---------- Dataset extract
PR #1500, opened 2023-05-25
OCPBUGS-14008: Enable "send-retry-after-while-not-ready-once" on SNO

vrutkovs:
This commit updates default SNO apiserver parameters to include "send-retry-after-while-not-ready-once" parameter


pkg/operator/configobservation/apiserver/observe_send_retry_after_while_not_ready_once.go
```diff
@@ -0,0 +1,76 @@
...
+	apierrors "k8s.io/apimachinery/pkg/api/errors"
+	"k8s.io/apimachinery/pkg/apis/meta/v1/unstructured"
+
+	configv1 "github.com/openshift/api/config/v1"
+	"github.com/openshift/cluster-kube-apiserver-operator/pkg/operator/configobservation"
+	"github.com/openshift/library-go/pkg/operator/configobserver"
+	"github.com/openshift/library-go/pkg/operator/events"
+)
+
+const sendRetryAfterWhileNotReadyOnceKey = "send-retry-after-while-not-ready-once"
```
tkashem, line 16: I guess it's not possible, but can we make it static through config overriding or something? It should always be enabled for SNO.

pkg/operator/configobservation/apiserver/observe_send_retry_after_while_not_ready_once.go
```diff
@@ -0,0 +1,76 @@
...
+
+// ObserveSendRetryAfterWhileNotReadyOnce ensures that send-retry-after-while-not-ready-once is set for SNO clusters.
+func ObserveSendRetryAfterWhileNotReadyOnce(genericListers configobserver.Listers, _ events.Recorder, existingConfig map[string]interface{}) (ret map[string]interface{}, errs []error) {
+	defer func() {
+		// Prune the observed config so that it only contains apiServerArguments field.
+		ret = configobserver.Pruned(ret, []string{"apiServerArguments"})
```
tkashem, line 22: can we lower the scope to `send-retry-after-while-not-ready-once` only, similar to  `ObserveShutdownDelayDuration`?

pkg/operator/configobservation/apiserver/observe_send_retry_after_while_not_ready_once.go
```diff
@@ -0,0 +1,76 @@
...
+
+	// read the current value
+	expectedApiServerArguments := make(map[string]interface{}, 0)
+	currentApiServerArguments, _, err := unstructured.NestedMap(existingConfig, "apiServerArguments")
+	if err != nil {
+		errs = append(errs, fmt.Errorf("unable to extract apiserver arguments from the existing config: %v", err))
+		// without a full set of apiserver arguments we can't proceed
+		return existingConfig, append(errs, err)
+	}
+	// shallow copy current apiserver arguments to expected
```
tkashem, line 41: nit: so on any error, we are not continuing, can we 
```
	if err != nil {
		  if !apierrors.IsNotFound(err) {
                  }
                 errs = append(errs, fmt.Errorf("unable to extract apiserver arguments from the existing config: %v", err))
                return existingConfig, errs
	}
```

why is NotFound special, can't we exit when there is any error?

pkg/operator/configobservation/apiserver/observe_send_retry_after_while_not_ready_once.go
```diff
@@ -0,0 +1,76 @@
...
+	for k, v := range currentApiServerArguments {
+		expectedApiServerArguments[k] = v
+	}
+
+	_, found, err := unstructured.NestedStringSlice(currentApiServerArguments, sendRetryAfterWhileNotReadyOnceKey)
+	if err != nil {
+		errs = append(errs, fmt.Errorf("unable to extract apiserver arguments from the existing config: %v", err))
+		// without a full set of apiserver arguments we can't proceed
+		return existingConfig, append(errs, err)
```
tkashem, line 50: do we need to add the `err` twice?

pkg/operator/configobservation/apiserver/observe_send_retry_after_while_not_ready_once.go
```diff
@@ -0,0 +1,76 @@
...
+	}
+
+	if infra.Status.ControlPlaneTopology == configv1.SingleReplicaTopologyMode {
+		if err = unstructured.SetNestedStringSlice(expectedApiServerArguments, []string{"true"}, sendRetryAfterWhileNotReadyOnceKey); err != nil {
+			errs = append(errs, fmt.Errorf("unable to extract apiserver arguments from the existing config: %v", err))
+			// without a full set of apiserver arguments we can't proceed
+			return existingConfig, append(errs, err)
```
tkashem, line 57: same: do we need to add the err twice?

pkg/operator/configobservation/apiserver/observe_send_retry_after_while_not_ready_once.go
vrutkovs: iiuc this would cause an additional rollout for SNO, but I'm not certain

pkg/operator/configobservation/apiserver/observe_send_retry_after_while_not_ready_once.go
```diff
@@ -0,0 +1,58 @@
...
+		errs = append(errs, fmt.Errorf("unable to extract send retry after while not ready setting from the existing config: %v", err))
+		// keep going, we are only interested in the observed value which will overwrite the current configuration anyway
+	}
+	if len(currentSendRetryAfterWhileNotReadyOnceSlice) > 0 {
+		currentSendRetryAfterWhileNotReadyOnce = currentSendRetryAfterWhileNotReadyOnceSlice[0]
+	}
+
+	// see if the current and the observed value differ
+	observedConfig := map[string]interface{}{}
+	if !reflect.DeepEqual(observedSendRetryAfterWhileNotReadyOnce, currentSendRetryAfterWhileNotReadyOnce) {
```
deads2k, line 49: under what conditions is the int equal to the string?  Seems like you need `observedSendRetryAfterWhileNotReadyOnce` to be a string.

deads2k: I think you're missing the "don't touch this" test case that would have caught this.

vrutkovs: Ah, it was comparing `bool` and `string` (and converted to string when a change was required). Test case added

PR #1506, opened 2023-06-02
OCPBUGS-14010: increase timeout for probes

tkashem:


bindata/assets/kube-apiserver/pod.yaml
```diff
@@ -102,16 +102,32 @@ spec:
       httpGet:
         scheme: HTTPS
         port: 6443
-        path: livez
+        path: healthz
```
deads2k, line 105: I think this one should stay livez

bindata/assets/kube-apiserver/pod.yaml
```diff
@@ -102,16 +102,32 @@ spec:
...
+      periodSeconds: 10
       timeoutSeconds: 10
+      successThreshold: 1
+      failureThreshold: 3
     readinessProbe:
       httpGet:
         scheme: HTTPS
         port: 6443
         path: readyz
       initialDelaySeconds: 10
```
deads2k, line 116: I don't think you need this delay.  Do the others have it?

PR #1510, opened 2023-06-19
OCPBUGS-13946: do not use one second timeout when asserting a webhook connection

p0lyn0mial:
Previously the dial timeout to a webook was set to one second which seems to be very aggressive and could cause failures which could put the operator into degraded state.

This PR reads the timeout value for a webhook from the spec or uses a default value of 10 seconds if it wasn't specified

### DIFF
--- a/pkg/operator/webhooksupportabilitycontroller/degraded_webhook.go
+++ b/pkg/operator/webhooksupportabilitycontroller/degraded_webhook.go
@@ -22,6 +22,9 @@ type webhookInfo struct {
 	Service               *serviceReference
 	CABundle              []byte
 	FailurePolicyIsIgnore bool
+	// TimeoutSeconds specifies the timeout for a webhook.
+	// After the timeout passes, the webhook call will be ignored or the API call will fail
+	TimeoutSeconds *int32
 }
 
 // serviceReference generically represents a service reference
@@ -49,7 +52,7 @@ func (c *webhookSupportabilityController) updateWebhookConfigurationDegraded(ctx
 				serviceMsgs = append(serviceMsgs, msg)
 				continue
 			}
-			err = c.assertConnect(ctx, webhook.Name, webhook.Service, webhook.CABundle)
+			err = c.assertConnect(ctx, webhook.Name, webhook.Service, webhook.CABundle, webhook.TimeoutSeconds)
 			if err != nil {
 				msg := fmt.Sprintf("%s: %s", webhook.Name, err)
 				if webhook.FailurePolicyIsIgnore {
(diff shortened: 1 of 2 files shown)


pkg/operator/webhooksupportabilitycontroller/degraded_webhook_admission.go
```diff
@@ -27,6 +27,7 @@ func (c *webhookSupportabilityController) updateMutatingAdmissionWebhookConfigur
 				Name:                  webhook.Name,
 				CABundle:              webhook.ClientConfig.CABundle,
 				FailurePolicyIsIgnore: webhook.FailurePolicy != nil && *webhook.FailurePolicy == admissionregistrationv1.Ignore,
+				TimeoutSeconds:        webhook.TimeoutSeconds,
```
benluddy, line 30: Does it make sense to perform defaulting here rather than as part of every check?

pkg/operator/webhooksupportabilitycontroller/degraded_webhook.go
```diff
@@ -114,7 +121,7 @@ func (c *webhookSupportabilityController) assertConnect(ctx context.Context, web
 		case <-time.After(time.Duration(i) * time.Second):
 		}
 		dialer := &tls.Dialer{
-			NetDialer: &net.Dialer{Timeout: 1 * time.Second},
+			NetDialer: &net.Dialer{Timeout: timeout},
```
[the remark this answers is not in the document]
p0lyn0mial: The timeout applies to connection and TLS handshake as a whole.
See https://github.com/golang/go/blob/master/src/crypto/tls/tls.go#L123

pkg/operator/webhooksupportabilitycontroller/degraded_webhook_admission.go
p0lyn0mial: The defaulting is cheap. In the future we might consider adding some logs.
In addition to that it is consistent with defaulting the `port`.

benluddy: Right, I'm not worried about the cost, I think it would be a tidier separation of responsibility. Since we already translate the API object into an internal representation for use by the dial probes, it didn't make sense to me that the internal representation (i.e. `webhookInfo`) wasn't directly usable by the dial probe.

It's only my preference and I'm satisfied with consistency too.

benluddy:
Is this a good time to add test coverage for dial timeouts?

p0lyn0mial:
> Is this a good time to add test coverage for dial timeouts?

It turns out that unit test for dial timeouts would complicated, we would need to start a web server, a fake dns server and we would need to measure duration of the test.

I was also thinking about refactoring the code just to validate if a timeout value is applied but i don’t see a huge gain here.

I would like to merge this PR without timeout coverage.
--------------------
_What to produce_:
In the listing above, find the line with "deads2k, line 49: under" and the line with "deads2k: I think"; output exactly those lines and all lines between them.

_Task result_:
deads2k, line 49: under what conditions is the int equal to the string?  Seems like you need `observedSendRetryAfterWhileNotReadyOnce` to be a string.

deads2k: I think you're missing the "don't touch this" test case that would have caught this.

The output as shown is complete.